= Seal of the Navajo Nation =

Official symbol of the Native American nation

The Seal of the Navajo Nation or the Great Seal of Navajo Nation, in the United States, is an official symbol of the Navajo Nation, alongside the flag. It was designed by a native of Many Farms, Arizona, John Claw Jr. It was adopted on January 18, 1852, by resolution CJ-9-52

In May 1988, the Navajo Nation Council changed the original work from the Great Seal of the Navajo Tribe to the Great Seal of the Navajo Nation. The number of arrowheads was increased to 50 from 48 to represent the added states of Hawaii and Alaska.

== Symbolism ==
The outline of the seal consists of 50 black projectiles, which symbolize the protection by 50 states. The three concentric lines inside of red, yellow and blue colour respectively represent the rainbow and the sovereignty of the Navajo Nation, with the opening on top of those lines being considered the east.

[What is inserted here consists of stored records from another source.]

PR #62288, opened 2022-11-18
fix: simpler reqs for "upgrade basecamp stove"

casswedson:
#### Summary
None

#### Purpose of change
my lad Rycon has been a little upset at the requirements for building a stove in his basecamp for some time now, there's a hard requirement for a cast-iron frying pan which is a hard to come across in certain scenarios, innawood for example

change the pot or copper pot or clay pot *and* iron frying pan to be *or* iron frying pan, that seems reasonable to me

first time editing a recipe I followed the docs but I didn't really test

#### Additional context
welp, he fixed it on his own, I was just a little late

### DIFF
--- a/data/json/recipes/basecamps/expansion/recipe_modular_canteen/version_2/recipe_modular_canteen_common.json
+++ b/data/json/recipes/basecamps/expansion/recipe_modular_canteen/version_2/recipe_modular_canteen_common.json
@@ -84,7 +84,7 @@
     ],
     "blueprint_excludes": [ { "id": "fbmk_2_fire" } ],
     "blueprint_resources": [ "fake_fireplace", "fake_fireplace", "pot" ],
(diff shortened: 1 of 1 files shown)


Maleclypse:
I do think a different solution would be to have primitive cooktops be a thing because that's basically what pans replace.  

https://www.appliancesconnection.com/blog/cooktop-history

"The design was exceedingly simple. A moderately flat-topped earthen dome was shaped over a fire cavity and food or cooking containers would be placed on top."

PatrikLundell:
I agree a specific type of frying pan is too restrictive, but it makes sense to have one tool for boiling and one for frying. Thus, in my view, the solution ought to still be to have two tools, but relax the requirements on what the frying tool can be.

It would also make sense to provide one or more alternatives to an actual stove (i.e. parallel upgrade recipes), such as e.g. a clay oven (but the tool requirements would probably be the same ones).

Issue #62001, opened 2022-10-29
Viking Traders don't seem to know their stock


AcidAntOnAMinefield:
### Describe the bug

Found the "vikings", checked them out, talked to their trader(?) / warehouse keeper / whatever it is they do. They only show me the stuff they have on them, despite having full shelves around them. 

Completed a couple quests for them, nothing changed other than the trader being more willing to sell me the ammo to the weapon they refuse to sell me anyway(?). 

Debugged in a different world, completed all quests via that way, and they still do not show anything other than their personal inventory. 

### Steps to reproduce

1. make a world
2. debug reveal map
3. visit the "vikings" 
4. try to trade with the "warehouse manager"
5. notice they only offer you access to whatever it is they're holding.
6. debug complete all the quests for them, check their trade menu again, notice how it doesn't change in size. 
7. wonder why they have so much stuff on display if it isn't available for sale. 

### Expected behavior

I would expect the shopkeep to have access to the stuff around them. 

### Versions and configuration

Windows
Tiles
7082ac9 - 2022-10-29-0658
No particular mods.

### Additional context

I had the scrap yard guy nearby so I decided to pay him a visit and he seemed fine(?). So not sure what the deal is with the dogwhistle people.

andrei8l:
This just needs more zones defined [here](https://github.com/CleverRaven/Cataclysm-DDA/blob/743cc4474a1696665e1bc33a3b7a7d5c1ddee14c/data/json/mapgen/valhalla_cult/mapgen.json#L196). The existing zones aren't correct either as they're placed on top of a wall.

MNG-cataclysm:
/confirmed

I'll start fixing that.

PR #62294, opened 2022-11-19
Added valhalla trophy armor

bean-b:
#### Summary
Content "Added valhalla trophy armor"

#### Purpose of change
To add new armor. I thought it would be cool for the valhallists to get some more specialized armor, and this armor seemed cool and within reason.

#### Describe the solution

The armor is a bit complicated but the base idea is that it is a suit of leather armor, basically the armor_larmor, but a bit thinner, and a small amount of fur has been sewn inbetween the gaps of the leather armor. It has protective chitin inserts, the same as our current armor_plarmor, but with chitin instead of budget steel. Ornamental bones adorn the armor, which add some minimal protection, but arent really designed to protect much. The armor features a heavy fur coat and upper body cloak and hood, and the hood can be raised or lowered.

The armor itself is pretty protective, but has fairly high encumbrance as it isnt the most functional suit of armor. It is also hard to craft, because you need to buy the blueprint from the valhallists, and the recipe itself is quite difficult. By the time it is craftable, there may be better options, but oh well (shrug), cool impracticable monster armor is still cool.

Not adding this item, different values.

#### Testing
Spawned the suit and its variants in game looked at their values. teleported to a valhlla cult, saw that the plans spawned in their store room. Spawned the blueprint, and read it, learning the recipe. Looked at the recipe, it seemed good.

#### Additional context
**Notes about other PR's / issues**
If and when my https://github.com/CleverRaven/Cataclysm-DDA/pull/62256 gets merged, ill adjust the recipe and armor to use hardened leather, and balance it as needed of course

Also, because of https://github.com/CleverRaven/Cataclysm-DDA/issues/62001 the blue prints are impossible to obtain without breaking into their store rooms, but seeing as this issue effects the entire trading stock of the entire viking faction, it is both out of the scope of this pr, and when fixed will allow this blueprint to be bought normally.

**Armor justification**
The fur upper is not unlike this, just with an integrated hood
image
The leather armor is basically just what we have now, just with that thing layer of fur filling up many of the gaps.
The chitin plates are attached the same way as plated leather armor (armor_plarmor) is right now
The fur lower is somehting like this, but a bit shorter, covering only the hips
image
The bone bits are simple bones sewn into the leather in spots where they will not get in the way much, and again arent designed for protection. 

Obviously this armor isnt the most historically realistic, but neither is a viking cult in the end of the world, nor giant ants with chitin carapaces that can be made into armor. While it isnt historically accurate of course, I think it is all something within the means of a skilled survivor to craft, and its fairly high encumbrance represents some of the downsides of this semi impracticable nature.

### DIFF
--- a/data/json/items/armor/suits_protection.json
+++ b/data/json/items/armor/suits_protection.json
@@ -3224,7 +3224,7 @@
     "repairs_like": "armor_larmor",
     "category": "armor",
     "name": { "str": "valhallist trophy armor" },
-    "description": "A fearsome, if somewhat impractical suit of ornamental armor, crafted with an amalgamation of monster bits slain by the wearer. A thin layer of fur covers the gaps in the leather armor, and the whole armor is adorned with protective chitin plating and ornamental bones. A fur skirt is affixed to the hips. The upper has an integrated thick fur coat and hood. Use it to lower the hood.",
+    "description": "A fearsome, if somewhat impractical suit of ornamental armor, crafted with an amalgamation of monster bits slain by the wearer.  A thin layer of fur covers the gaps in the leather armor, and the whole armor is adorned with protective chitin plating and ornamental bones.  A fur skirt is affixed to the hips.  The upper has an integrated thick fur coat and hood.  Use it to lower the hood.",
     "weight": "6750 g",
     "volume": "6500 ml",
     "price": 25000,
@@ -3354,7 +3354,7 @@
     "id": "armor_valhalla_trophy_casual",
     "type": "ARMOR",
     "name": { "str": "valhallist trophy armor (casual)", "str_pl": "valhallist trophy armors (casual)" },
-    "description": "A fearsome, if somewhat impractical suit of ornamental armor, crafted with an amalgamation of monster bits slain by the wearer. A thin layer of fur covers the gaps in the leather armor, and the whole armor is adorned with protective chitin plating and ornamental bones. A fur skirt is affixed to the hips. The upper has an integrated thick fur coat and hood. Use it to raise the hood.",
+    "description": "A fearsome, if somewhat impractical suit of ornamental armor, crafted with an amalgamation of monster bits slain by the wearer.  A thin layer of fur covers the gaps in the leather armor, and the whole armor is adorned with protective chitin plating and ornamental bones.  A fur skirt is affixed to the hips.  The upper has an integrated thick fur coat and hood.  Use it to raise the hood.",
     "copy-from": "armor_valhalla_trophy",
     "armor": [
       {


Venera3:
How exactly did they learn to use chitin from day 1? A whole viking LARP cult in full medieval gear springing up two weeks after the end of the world is shaky enough already, but "oh no they also worked out chitincrafting aren't they cool" is more of a Fallout late postapocalypse thing than what we're going for.

MNG-cataclysm:
I agree with Venera3, this sort of change is too Fallout-y for what the Valhallists are about. Besides, they focus more on practicability than fashion. They'd stick with metal/leather armor; the ingredients of which are more widely available, less expensive, and do not require addition research to effectively produce.

PatrikLundell:
Echoing other critics in that this seems more like something for fantasy barbarians than neo-vikings (unless the "vikings" have drinking horns on their helmets, in which case all attempts at realism are shot anyway).

bean-b:
> How exactly did they learn to use chitin from day 1? A whole viking LARP cult in full medieval gear springing up two weeks after the end of the world is shaky enough already, but "oh no they also worked out chitincrafting aren't they cool" is more of a Fallout late postapocalypse thing than what we're going for.
>
I do agree from day one is a bit fast, but I'm not sure that theres currently a way to have merchants only sell an item after X days. My logic was that the surivvor is able to figure out chitin working in a few days and even a survivor with 0 tailoring can make chitin body armor in a week or less given a supply of chitin(Although maybe this in and of itself is unrealistic, but this is most of how crafting in this game works). And I would imagine that at least one of the vikings would have some prior knowledge of tailoring/armor esp given the LARP background. Plus, the chitin working in this piece isnt meant to be like a "suit" of armor like the chitin body armor, but more leather armor with sewnin chitin plates. But even given this, I can understand how this may not feel believable still in the game to the player. 


> I agree with Venera3, this sort of change does not fit well with the more traditional and historic designs of the Valhallists. They focus more on practicability than fashion, and would stick with metal/leather armor; the ingredients of which are more widely available, less expensive, and do not require addition research to effectively produce and maintain.
>
 I read the valhalla_cult tag in json and summed they would be a more cult-y then i guess they are in actually. I do agree the armor as a whole is not very practical, but the idea in and of itself of having chitin plates in leather armor seems somewhat practicle if you live in a world where you are consistently fighting creatures that can be butchered for protective chitin chunks. 
> However, I can see this working well for a more tribalistic or survivalist faction, possibly as a show of prowess with the exotic materials included in the design.
> 
That would be really cool, although im not sure if i have the time to implement all of that

MNG-cataclysm:
> Echoing other critics in that this seems more like something for fantasy barbarians than neo-vikings (unless the "vikings" have drinking horns on their helmets, in which case all attempts at realism are shot anyway).

Fortunately, the Vikings do not have drinking horns on their helmets. 
That might be very good party attire or practical day-to-day wear in the Cataclysm, so you can hold one or more horns full of beverages without having to use your hands, and always having 1+ cup(s) available.

PR #62297, opened 2022-11-19
content: mainlined Whaley's Hair And Tattoo mod

sonphantrung:
#### Summary
Content "mainlined Whaley's Hair And Tattoo mod"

Rainbow doesn't close at the top, which represents tribe's sovereign immunity. The yellow sun beneath the concentric circles shines on four sacred mountains of the Navajo Nation in their ceremonial colours. White on a top stands for White-Shell Woman (Blanca Peak), blue one in the east represents Turquoise Woman (Mount Taylor), yellow to the south symbolizes Abalone Woman (San Francisco Peaks) and the black in the west stands for the Jet Black Woman (Hesperus Mountain). Two corn plants, green in color, are located in the bottom and represent the sustainability of life of the Navajo. The tips of the two corn plants are decorated with pollen, which is often used in ceremonies. In the center, between the mountains, sheep, horse and cow are located, all of which symbolize the Navajo livestock industry.